Learn from your instrument demonstration activities and take some time to redevelop your processes so that you can “feed the beast.” It’s sort of like installing an oven that can bake 100 cakes at once. It’s easy on paper to scale the recipe 100-fold and say, “Ok, we need 200 cups of sugar, 12.5 gallons of milk, 17 dozen eggs,” but already you’re in trouble if you don’t prepare the rest of your kitchen with the right amount of storage and new equipment to handle all of that.  Taking time to reimagine and prepare your pipeline to make full use of HT-SPR will let you have all your cakes and eat them too.

Bio: Anthony Giannetti, PhD, associate director, applications, Carterra, got his start in biophysics and structural biology while earning his B.S. in chemistry at the University of California at Santa Barbara.
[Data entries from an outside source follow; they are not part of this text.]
PR #25592, opened 2023-03-29
Un-Deprecate Sec&Comp V1, Improve troubleshooting docs

amshamah419:
## Status
- [ ] In Progress
- [x] Ready

## Related Issues
fixes: :hide-the-pain:

## Description
For some customers, V1 may work where V2 does not. For this reason, we have chosen to un-deprecate the integration.
Also added some documentation to help with troubleshooting.


Packs/MicrosoftExchangeOnline/Integrations/SecurityAndCompliance/README.md
```diff
@@ -45,6 +43,33 @@ To access the Security & Compliance Center, the user account needs to be a globa
 7. Click **Done**.
    
 
+### Enabling Client Side Basic Authentication
+
```
yuvalbenshalom, line 47: please add a disclaimer here that say that it is mandatory to enable basic auth and at the moment Microsoft are not providing any other way in order to make the delegated commands work.

yuvalbenshalom (commented):
see my comment

yuvalbenshalom (approved):

PR #25665, opened 2023-04-02
[AWS] - fix issue with SessionDuration parameter

GuyAfik:
## Status
- [ ] In Progress
- [x] Ready

## Related Issues
fixes: https://jira-hq.paloaltonetworks.local/browse/XSUP-22984

## Description
It seems like the `sessionDuration` parameter in AWS integration can become empty string instead of `None` which causes failures in commands that do not pass this argument, make sure even if empty string is shown, then the value of the parameter will be `None` to avoid failing on `ValueError`.

## Must have
- [x] Tests
- [ ] Documentation


GuyAfik:
failed unit-test

MLainer1 (approved):
🍍

JudahSchwartz (approved):

PR #25683, opened 2023-04-02
Moved the Reporter Email Address field from Phishing to CommonTypes pack

idovandijk:
## Status
Ready

## Related Issues
Moving the field because of https://jira-hq.paloaltonetworks.local/browse/CIAC-4697

## Description
Moved the `Reporter Email Address` field from the Phishing pack to the CommonTypes pack.
This is needed because the field needs to be used in an upcoming pack, and Phishing is no longer a core pack.

Yes, but not really because CommonTypes is a Core pack


AradCarmi (approved):

idovandijk:
@dantavori Could you please force merge this PR?
The reason force merge is needed is because I moved a field from Phishing to CommonTypes. The purpose of this is to use the field in an upcoming pack without creating a dependency on Phishing.

PR #25770, opened 2023-04-09
added coreRestApi integration to conf.json

dansterenson:
## Status
- [ ] In Progress
- [x] Ready

Demisto rest Api integration is deprecated, using Core Rest API instead which contain the same commands.


ostolero:
Looks good, don't forget to update the google secret as well.
But do it as close to merging as possible as this affects nightly tests as well.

He earned his PhD in biochemistry and molecular biophysics at the California Institute of Technology before joining Roche, Palo Alto, in 2005. Since then, he has worked at Genentech, Google[X], and their spin-out Verily, and contributed novel biophysical approaches in clinical pharmacology leading to the approval of Erivdge (visomodegib), the first treatment for metastatic basal-cell carcinoma. He brings to Carterra over 20 years of experience in the use of biophysical approaches to drug discovery.